### [WHAT YOU NEED TO DO]
Your task is to restate the data word for word.

Data items:
PR #544, opened 2023-10-22
remove Default impl from Ctx

unclekingpin:


elpiel (commented):
Would it be better to add PhantomData with a generic Env. and use E::now? Not sure if this would actually work with the derivative attr. macro but we could try?!

elpiel (approved):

### [TASK SOLUTION]
PR #544, opened 2023-10-22
remove Default impl from Ctx

unclekingpin:


elpiel (commented):
Would it be better to add PhantomData with a generic Env. and use E::now? Not sure if this would actually work with the derivative attr. macro but we could try?!

elpiel (approved):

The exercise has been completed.